”Justice delayed is justice denied” - William E. Gladstone

Certain debtors have become masters of delay and indeed professional insolvents, leaving creditors and failed businesses in their wake. 

17 Jan 2018 3 min read Dispute Resolution Alert Article

The legal moratorium is a protective mechanism inherent in business rescue proceedings. Another safety net available to debtors is the possibility of rehabilitation of insolvent estates. Debtors use these and other methods to take advantage of the system and their creditors, delaying the winding up process and impeding creditors’ recovery.

Originally, when seeking to delay a creditor’s recovery, the favourite ruse of the professional insolvent was to allow a liquidation application to be instituted and taken to the gates of finality, only to then bring a business rescue application with no urgency to prolong the process further. 

However, we have begun to see a new trend among debutant debtors and professional insolvents alike. Just as business rescue proceedings approach their finality and with that, the protection of the legal moratorium, a creditor and therefore an affected person intervenes. The catch is that this affected person usually has an ulterior motive, being either related to the debtor or someone with a personal connection to them. This affected person brings an application to review the business rescue practitioner’s decision. This review will pertain to a specific action, such as disallowing the specific creditor from participating in the vote on the adoption of the prepared business rescue plan. By doing so, the debtor not only hampers other creditors’ recovery, if any, it drags the creditors into further lengthy and costly legal proceedings. 

So, what can you do as a creditor to mitigate these delays? 

Many of the review applications we have seen of late are founded in s33 of the Constitution read with the provisions of the Promotion of Administrative Justice Act, No 3 of 2000 (PAJA). However, this appears to be a frail foundation on which to bring a review application easily opposed by a creditor. 

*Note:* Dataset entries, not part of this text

PR #5172, opened 2016-11-03
[REG,BUG] Use _props_dict() from the right Op.

lamblin:
It was using the one from GpuFromHost instead of AdvancedIncSubtensor1.
This was caught by tests in DebugMode.

This issue was introduced on Sept. 19th by d0d006f44f3b857e160ffd60d45cce2f7cd8838e, should we add a warning?


abergeron:
I'm not against a new warning, but if you do, please remove the old one.  It's super old.

We should get rid of these warnings after a couple of years (and at least one release).

nouiz:
Merging now as the fix is good.

PR #5173, opened 2016-11-03
Fix some failing tests in debugmode

lamblin:


theano/tensor/tests/test_elemwise.py
```diff
@@ -870,6 +870,10 @@ def test_reduce_custom_dtype(self):
                         (topo, output_dtype)
                     data = numpy.random.rand(3, 4) * 10
                     data = data.astype(input_dtype)
+                    if output_dtype == 'float16' and method == 'prod':
+                        # We will likely get something infinite,
+                        # and DebugMode will complain.
+                        data = data[0:1]
```
nouiz: why not remove the "* 10" on line 871? This will make the numbers much smaller and won't need this special case. I tried it manually and removing it give very small numvers ~1e-6 or 1e-7. Using *2 make the result of the prod closer to 1. So I would go with *2

lamblin: If we remove `* 10`, then all numbers will be cast to zero if `input_dtype` is an integer dtype.
With `* 2`, still half of it would be 0, which makes the test for product pretty meaningless.
That's why I opted for fewer numbers, but more varied (especially when cast as int).

nouiz: ok. merging.

PR #5175, opened 2016-11-03
Fix grad of elemwise with boolean inputs.

### LINKED ISSUE #5171: Grad illegally returned an integer-valued variable
Hi!  Wanted to mention that a few tests broke in pymc3 when moving from 0.9.0.dev3 to 0.9.0.dev4

You can see some failures [here](https://travis-ci.org/pymc-devs/pymc3/jobs/172281533), but the gist is 

`TypeError: Elemwise{mul,no_inplace}.grad illegally  returned an integer-valued variable. (Input index 1, dtype bool)`.  

I'm looking at how to fix this in the pymc3 code -- it would be helpful to know if this is considered a bug, and if there's an easy fix!

abergeron:
Fixes #5171 and https://github.com/pymc-devs/pymc3/issues/1496

### DIFF
--- a/theano/tensor/elemwise.py
+++ b/theano/tensor/elemwise.py
@@ -668,8 +668,8 @@ second dimension
         # TODO: make sure that zeros are clearly identifiable
         # to the gradient.grad method when the outputs have
         # some integer and some floating point outputs
-        if False in [str(out.type.dtype) in theano.tensor.continuous_dtypes
-                     for out in outs]:
+        if any(out.type.dtype not in theano.tensor.continuous_dtypes
+               for out in outs):
             # For integer output, return value may
             # only be zero or undefined
             # We don't bother with trying to check
--- a/theano/tensor/elemwise.py
+++ b/theano/tensor/elemwise.py
@@ -9,6 +9,7 @@ from six.moves import xrange
 import theano
 from theano import gof
 from theano.compat import izip
+from theano.configparser import change_flags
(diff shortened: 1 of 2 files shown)


theano/tensor/elemwise.py
```diff
@@ -667,7 +668,7 @@ def grad(self, inputs, ograds):
         # TODO: make sure that zeros are clearly identifiable
         # to the gradient.grad method when the outputs have
         # some integer and some floating point outputs
-        if False in [str(out.type.dtype).find('int') == -1
+        if False in [str(out.type.dtype) in theano.tensor.continuous_dtypes
```
nouiz: This would be more clear:

    if any([out.type.dtype not in theano.tensor.continuous_dtypes for out in outs]):

otherwise a test would be great.

lamblin:
This could be a minimal test:
```python
x = theano.tensor.scalar(dtype='bool')
y = theano.tensor.bscalar()
z = x * y
dx, dy = theano.grad(z, [x, y])
```

nouiz:
bscalar() is an int8! when I tried to replicate the error, I expected it
was a bool.

lamblin:
Indeed, `bscalar` is a "byte", or `int8`, like in numpy: `np.typeDict['b']` gives `numpy.int8`.
You need an int and a bool to trigger the error, it did not happen with only bools.

ColCarroll:
Confirmed that this fixes pymc-devs/pymc3#1496 -- thanks!

PR #5179, opened 2016-11-04
Import numpy

kvmanohar22:
Changed imports of numpy to one common form of `import numpy as np` in code (only) in `Theano/benchmark/*` files

### DIFF
--- a/benchmark/convolution/conv2d.py
+++ b/benchmark/convolution/conv2d.py
@@ -17,16 +17,16 @@ if len(sys.argv)>6:
 
 setup="""
 import sys, timeit, time
-import numpy
+import numpy as np
 import theano, theano.tensor.signal.conv
 
 img_shape =  int(sys.argv[1]), int(sys.argv[2])
 ker_shape =  int(sys.argv[3]), int(sys.argv[4])
 dtype = sys.argv[5]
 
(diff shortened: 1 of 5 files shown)


benchmark/convolution/opencv.py
```diff
@@ -1,6 +1,6 @@
 from __future__ import absolute_import, print_function, division
 import sys, timeit
-import numpy
+import numpy as np
```
nouiz: this will request change to the string in this file as the string contain code that will be executed.

This file isn't tested, this is why you didn't found this problem with the test.

benchmark/convolution/conv2d.py
```diff
@@ -1,6 +1,6 @@
 from __future__ import absolute_import, print_function, division
 import sys, timeit, time
-import numpy
+import numpy as np
```
nouiz: idem, the numpy in string here is code that is executed. So they need to be modified. Also not tested.

nouiz:
ok to merge when travis pass.

kvmanohar22:
Should I create a new branch (after this PR is merged) for making further changes in other directories or continue with this branch?

nouiz:
I think it is better that you make a PR per directory. thanks

PR #5181, opened 2016-11-04
[REG, CRASH] fix crash related to float16 introduced in gh-5077

nouiz:
Fix gh-5077

### DIFF
--- a/theano/gpuarray/elemwise.py
+++ b/theano/gpuarray/elemwise.py
@@ -108,9 +108,8 @@ class GpuElemwise(HideC, Elemwise):
         # load in float16 and cast to float32 and do the reverse for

A Practitioner’s decision is not reviewable in terms of PAJA, as a Practitioner is neither an organ of state, nor performing a public function and is thus not an administrator. Only decisions of an administrator are reviewable in terms of PAJA. 

The second leg to the professional insolvents’ reviews is ‘a catch all review,’ in terms of the common law. Unfortunately, this type of review is difficult to prevent, as the requirements of such a review are set so low you might well trip over them. 

In terms of the common law, everyone is entitled to a decision that is lawful, reasonable and procedurally fair. Regrettably, as is often the case, the requirement of “reasonableness” allows for subjective interpretation and the broad application of this type of review. 

However, in order to be successful with a common law review one must show that the decision being reviewed was irrational. To demonstrate that a decision is irrational it must be objectively reasoned that, based on the information available to the decision maker, they could not have rationally reached the conclusion that they did. 

Consequentially, in order to proactively prevent a successful common law review, it becomes vital for creditors participating in creditors’ meetings to ensure that, when a Practitioner is called upon to make a decision, the creditors with competing interests have provided the Practitioner with all relevant information required for the Practitioner to make an informed rational decision. 

We suggest that creditors augment their proactive protection by asking informed questions of the Practitioner to certify that the Practitioner has applied his mind rationally. Such discussions should be minuted so that they may be submitted as evidence when opposing fictitious review applications. Such precautions should bring efficient and expeditious ends to such review applications so that the estate can finally be wound up and the creditors may make a recovery. 

Fortunately or unfortunately, “some people are so busy learning the tricks of the trade they never actually learn the trade” and thus, while professional insolvents may attempt to delay or prevent winding up, creditors - if fully equipped and well informed - are able to counter and reduce these fictitious delays.